There’s a strangle calmness suggesting that something could be in the making. President Trump “promised” Turkey new tariffs each week unless Brunson is freed but he stopped short of actions for some reason. Then Erdogan said it was up to independent court to decide over the future of the pastor. Could we have a deal behind the scenes? One additional factor to consider is that the US Treasury could offer a much smaller fine on the Turkish Halkbank for evading sanctions on Iran.
Although we’ve seen some stabilization on the lira, Turkey is really on the edge and those 3 macro charts explain why:
- Inflation surged to 24% in September, exactly the level of interest rates. Stronger currency would help bring inflation lower and eventually pave the way for lower rates, something Erdogan wants badly.

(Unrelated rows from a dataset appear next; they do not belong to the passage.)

PR #153, opened 2018-10-02
Arman: Sorting Algorithms 

hsp-arman:
bubble sort 
selection sort
insertion sort
quick sort 
merge sort


src/main/java/am/hsp/apps/algorithms/sorting/MergeSort.java
```diff
@@ -0,0 +1,87 @@
...
+     * 
+     * @param array
+     * @param low
+     * @param middle
+     * @param high
+     */
+    private void merge(int[] array, int low, int middle, int high) {
+        int[] tempArray = new int[array.length];
+
+        for (int i = low; i <= high; i++) {
```
hsp-harut: Don't you see that this is completely separate functionality which creates a copy of given array of given range? COHESION

src/main/java/am/hsp/apps/algorithms/sorting/QuickSort.java
```diff
@@ -0,0 +1,103 @@
...
+
+    /**
+     * The recursive method makes the same operation for all the pieces
+     * 
+     * @param array
+     * @param startIndex
+     * @param endIndex
+     */
+    private void sortByRecursion(int array[], int startIndex, int endIndex) {
+        int currentIndex = quickSort(array, startIndex, endIndex);
```
hsp-harut: I don't even understand what you did here... Your method name is "quickSort", but you are using it to get some index?

Please have a look on the example I gave you as a starting point, and update your current code appropriately...
http://www.java2novice.com/java-sorting-algorithms/quick-sort/

src/main/java/am/hsp/apps/algorithms/sorting/SelectionSort.java
```diff
@@ -0,0 +1,48 @@
...
+     * (non-Javadoc)
+     * 
+     * @see main.java.am.hsp.apps.algorithms.sorting.SortAlgorithms#sort(int[])
+     */
+    @Override
+    public int[] sort(int[] array) {
+
+        for (int i = 0; i < array.length - 1; i++) {
+            for (int j = i + 1; j < array.length; j++) {
+                if (array[i] > array[j]) {
```
hsp-harut: No... You didn't get the idea of an algorithm... It is not swaping elements each time it finds an element which is less than "i" element... It must find MINIMUM (or max) element from the array starting from "i", and swap it with the "i" element...

src/main/java/am/hsp/apps/algorithms/sorting/SortAlgorithms.java
```diff
@@ -0,0 +1,29 @@
...
+import main.java.am.hsp.apps.seua.base.TaskArray;
+
+/**
+ * Contains all general methods necessary for sorting tasks.
+ * 
+ * @author arman
+ *
+ */
+public abstract class SortAlgorithms extends TaskArray {
+    /*
```
hsp-harut: Wrong comment type for the method...

src/main/java/am/hsp/apps/algorithms/sorting/MergeSort.java
```diff
@@ -0,0 +1,112 @@
...
+        return (low + high) / 2;
+    }
+
+    /**
+     * Return similar of given array
+     * 
+     * @param array
+     * @return
+     */
+    private int[] getSimilarArray(int[] array) {
```
hsp-harut: Wrong. The original functionality was not copying the whole array. It just copied only the given range of the array...

image

src/main/java/am/hsp/apps/algorithms/sorting/SelectionSort.java
```diff
@@ -0,0 +1,52 @@
...
+     * @see main.java.am.hsp.apps.algorithms.sorting.SortAlgorithms#sort(int[])
+     */
+    @Override
+    public int[] sort(int[] array) {
+        int length = array.length;
+
+        for (int i = 0; i < length; i++) {
+            int min = i;
+            
+            for (int j = i + 1; j < length; j++) {
```
hsp-harut: Don't you see that this is a functionality for finding a minimum from the array starting from given index? So Why You Didn't Extract It To Separate Method?!!!!!

src/main/java/am/hsp/apps/algorithms/sorting/SortAlgorithms.java
hsp-harut: You didn't fix my comment!!!!!

Comment type for the method must be: '/** */' and not '/* */'

src/main/java/am/hsp/apps/algorithms/sorting/SelectionSort.java
```diff
@@ -0,0 +1,68 @@
...
+        return array;
+    }
+   
+    /**
+     * Return index of minimum element , from the given index to the end 
+     * @param array
+     * @param index
+     * @return
+     */
+    private int getMin(int[] array, int index) {
```
hsp-harut: "startIndex" would be more descriptive.

src/main/java/am/hsp/apps/algorithms/sorting/SelectionSort.java
```diff
@@ -0,0 +1,68 @@
...
+        int length = array.length;
+        int min = array[index];
+        int minIndex = index;
+        
+        for (int i = index + 1; i < length; i++) {
```
hsp-harut: It is better to start with the startIndex and not from "startIndex + 1". You can use this method by passing "i + 1" as a param, rather than have "startIndex + 1" in the for loop

PR #165, opened 2018-11-21
Gor: tasks 51 60

hsp-gor:
Implemented tasks 51-60


src/main/java/am/hsp/apps/seua/base/TaskBase.java
```diff
@@ -164,4 +164,20 @@ protected boolean isGeometricallProgrssion(int number1, int number2, int number3
...
+	/**
+	 * Method returns power of the number
+	 * 
+	 * @param number
+	 * @param degree
+	 * @return
+	 */
+	protected int pow(int number, int degree) {
+
+		int temp = 1;
```
hsp-harut: Bad variable name. 
This is actually the RESULT - so the variable name must be **result**...

src/main/java/am/hsp/apps/seua/base/TaskDigits.java
```diff
@@ -0,0 +1,137 @@
+package main.java.am.hsp.apps.seua.base;
+
+public abstract class TaskDigits extends TaskBase {
```
hsp-harut: COMMENT

src/main/java/am/hsp/apps/seua/base/TaskDigits.java
```diff
@@ -0,0 +1,137 @@
...
+	}
+	
+	/**
+	 * Method return division of numbers
+	 * 
+	 * @param number1
+	 * @param number2
+	 * @return
+	 */
+	protected double getDivision(double number1, double number2) {
```
hsp-harut: As I said no need to have methods for already defined operations...

src/main/java/am/hsp/apps/seua/base/TaskDigits.java
```diff
@@ -0,0 +1,137 @@
...
+	}
+
+	/**
+	 * Method returns unit digit of the number
+	 * 
+	 * @param number
+	 * @return
+	 */
+	protected int getUnitDigit(int number) {
+		return getDigitsByIndex(number, UNIT_DIGIT);
```
hsp-harut: No. Unit digit is actually the last digit of the number, which could be extracted just by using **number % 10**
So why are you using another method, where you are doing unneeded other operations such as **number = number / pow(10, index - 1);**

src/main/java/am/hsp/apps/seua/base/TaskDigits.java
```diff
@@ -0,0 +1,137 @@
...
+	 * Method returns digit by index
+	 * 
+	 * @param number
+	 * @param index
+	 * @return
+	 */
+	protected int getDigitsByIndex(int number, int index) {
+
+		number = number / pow(10, index - 1);
+		return number % 10;
```
hsp-harut: DRY violation. You have this code written in many places - but this is actually last digit of the number, or the units of the number - so you must use the appropriate method here (and EVERYWHERE IN YOUR CODE)...

src/main/java/am/hsp/apps/seua/base/TaskDigits.java
```diff
@@ -0,0 +1,137 @@
...
+	 */
+	protected int getSumOfDigits(int number) {
+		
+		int result = 0;
+		while (number > 0) {
+			
+			int unitdigit = getUnitDigit(number);	
+			result += unitdigit;
+			
+			number /= 10;
```
hsp-harut: You are repeating this code in many methods - so you are violating DRY principle.
You need to create a method which will remove the last digit from the number and will return the result...

src/main/java/am/hsp/apps/seua/base/TaskDigits.java
```diff
@@ -0,0 +1,137 @@
...
+	 * 
+	 * @param number
+	 * @return
+	 */
+	protected int getSumOfDigits(int number) {
+		
+		int result = 0;
+		while (number > 0) {
+			
+			int unitdigit = getUnitDigit(number);
```
hsp-harut: Wrong naming format

src/main/java/am/hsp/apps/seua/base/TaskDigits.java
```diff
@@ -0,0 +1,137 @@
...
+	 */
+	protected int getMaxOfDigits(int number) {
+		
+		int max = getUnitDigit(number);
+		
+		while(number > 0) {
+			
+			int unitdigit = getUnitDigit(number);
+			
+			if(max < unitdigit) {
```
hsp-harut: Again. We discussed this in our lesson... When you are trying to find a maximum, you need to check whether current number is GREATER than the maximum, and if it is - then you need to store it as a maximum.
So maximum means something which is GREATER than all others - so in your code you need to find a number which is greater than the maximum!
So having said this, you need to reflect it in the "if" condition - so you need to check whether current digit is Greater than the maximum , and if yes - you need to update the maximum value by the current digit.

src/main/java/am/hsp/apps/seua/base/TaskDigits.java
```diff
@@ -0,0 +1,137 @@
...
+	 */
+	protected int getMinOfDigits(int number) {
+		
+		int min = getUnitDigit(number);
+		
+		while(number > 0) {
+			
+			int unitdigit = getUnitDigit(number);
+			
+			if(min > unitdigit) {
```
hsp-harut: same

src/main/java/am/hsp/apps/seua/base/TaskDigits.java
```diff
@@ -0,0 +1,137 @@
+package main.java.am.hsp.apps.seua.base;
+
+public abstract class TaskDigits extends TaskBase {
+
+	private final int UNIT_DIGIT = 1;
```
hsp-harut: You can use here "protected" to be able to use this constants also in the Tasks which extended from TaskDigit class

src/main/java/am/hsp/apps/seua/tasks_51_60/Task_52.java
```diff
@@ -0,0 +1,35 @@
...
+		System.out.println(isAnyDigitsEqual(number));
+	}
+	
+	/**
+	 * Method return true if there is any equal digits 
+	 * @param number
+	 * @return
+	 */
+	private boolean isAnyDigitsEqual(int number) {
+		return isEqualDigitsByIndex(number, 1, 2) || isEqualDigitsByIndex(number, 1, 3) || isEqualDigitsByIndex(number, 2, 3);
```
hsp-harut: magic numbers

src/main/java/am/hsp/apps/seua/tasks_51_60/Task_53.java
```diff
@@ -0,0 +1,53 @@
...
+	}
+
+	/*
+	 * (non-Javadoc)
+	 * 
+	 * @see main.java.am.hsp.apps.seua.base.TaskBase#solve()
+	 */
+	public void solve() {
+		int number = getUserInput("Please enter the number");
+		int tasknumber = getUserInput("Please enter the number");
```
hsp-harut: 1. WRONG NAMING FORMAT
2. You are displaying the SAME message to user saying to enter the number - it is not clear what is the purpose of each number that you are asking to input. So your messages should be descriptive, so the user will understand what to input...

src/main/java/am/hsp/apps/seua/tasks_51_60/Task_56.java
```diff
@@ -0,0 +1,37 @@
...
+	}
+
+	/*
+	 * (non-Javadoc)
+	 * 
+	 * @see main.java.am.hsp.apps.seua.base.TaskBase#solve()
+	 */
+	public void solve() {
+		int number = getUserInput("Please enter the number");
+		System.out.println(getUnitDigit(number) > getTensDigit(number) ? getDivisionSumOfDigitsByNumber(number) : number);
```
hsp-harut: This makes a "solve" method to be Non Cohesive. "solve" method must not contain any task specific logic - it should be only responsible for the communication with the user.

So you need to create a new method lets say "getResult" which will return the required result based on task specific logic.

You need to use the same approach for all other tasks as well...

src/main/java/am/hsp/apps/seua/tasks_51_60/Task_57.java
```diff
@@ -0,0 +1,44 @@
...
+			System.out.println(number > SUCCES_CASE ? getDivision(getTensDigit(number), getUnitDigit(number)) : getDivision(getHundredsDigit(number), getUnitDigit(number)));
+		}
+	}
+
+	/**
+	 * method returns false if there is digit equal 0 and true if non of digits are 0 
+	 * @param number
+	 * @return
+	 */
+	private boolean isAnyDigitEqualNull(int number) {
```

- External debt has soared and if the Turkish companies are to refinance this pile, they need trust on foreign markets – otherwise a wave of bankruptcies could follow.
- Years of too expansive policies have widened the current account deficit and Turkey needs external funds to cover it. If it shuts its access to capital markets, it will need to raise rates even more tumbling into a deep recession or follow Venezuela into hyperinflation.
Source for the charts: Macrobond, XTB Research
So it could be really a make or break for the lira this Friday. USDTRY has consolidated in a triangle formation just above the key 5.95 zone. There’s really no more room in this formation so a need for technical impulse coincides nicely with Friday’s hearing.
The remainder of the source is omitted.